» Task requirements: The material below contains a line with "from src.cli_backend import" and a line with "This chunking strategy, which". Copy exactly those two lines and all lines between them.
========================================
PR #85, opened 2026-07-06
fix: bound spec generation concurrency

### LINKED ISSUE #83: spec_generation spawns unbounded concurrent opencode processes causes OOM
main.py's spec-generation loop calls start_opencode_traced (non-blocking) for every pending batch of the layer at once. Concurrency = batch count, which scales with the target project.

On duckdb project, one layer produced ~93 batches → 93 concurrent opencode (bun) processes, this may cause OOM or LLM backend overloaded.

All other stages are bounded (ThreadPoolExecutor(max_workers=MAX_WORKERS)); this is the only unbounded path.

Possible fix: cap live spec agents at MAX_WORKERS (chunk the spawn loop, or put a semaphore inside start_opencode_traced/finish_opencode_trace).

okcomputer2000:
Fixes #83

## What changed
- cap live spec-generation agents at `MAX_WORKERS`
- process pending spec batches in chunks instead of spawning one opencode process per batch
- skip empty resumed chunks without invoking `streaming_reasoner`

## Why
`spec_generation` was the only unbounded concurrent path in the pipeline. Large layers could spawn dozens of opencode processes at once, which could cause OOM or overload the LLM backend.

## Validation
- `python3 -m py_compile main.py`

### DIFF
--- a/main.py
+++ b/main.py
@@ -1,4 +1,5 @@
 from config import (
+    MAX_WORKERS,
     OPENCODE_MAX_RETRIES,
     OPENCODE_SPEC_MODEL,
     OPENCODE_MODEL_PROVIDER,
@@ -16,9 +17,8 @@ from src.verification import streaming_reasoner
 from src.extract import run_extraction, EXT_TO_LANG
 from src.generate_topdown_layers import generate_topdown_layers
 from src.opencode_trace import (
-    finish_opencode_trace,
     function_id_from_extracted_path,
-    start_opencode_traced,
+    run_opencode_traced,
 )
 from src.cli_backend import build_agent_command, is_cli_backend_enabled
 from src.incremental_reasoner import run_incremental_pipeline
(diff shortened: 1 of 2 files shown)


heiyan-2020:
@codex review

heiyan-2020:
This chunking strategy, which partitions work based on max_workers, may result in an actual level of concurrency lower than the configured max_workers. 

For example, if a chunk contains a straggler, the entire chunk is blocked, preventing the next iteration from starting until the straggler finishes.

okcomputer2000:
Updated. I replaced the chunk-based scheduling with a rolling worker pool backed by `ThreadPoolExecutor(max_workers=MAX_WORKERS)`, so completed slots can immediately pick up the next pending batch. I also updated `streaming_reasoner` to handle future-backed spec tasks.

heiyan-2020:
looks good to me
========================================
» Answer:
 from src.cli_backend import build_agent_command, is_cli_backend_enabled
 from src.incremental_reasoner import run_incremental_pipeline
(diff shortened: 1 of 2 files shown)


heiyan-2020:
@codex review

heiyan-2020:
This chunking strategy, which partitions work based on max_workers, may result in an actual level of concurrency lower than the configured max_workers. 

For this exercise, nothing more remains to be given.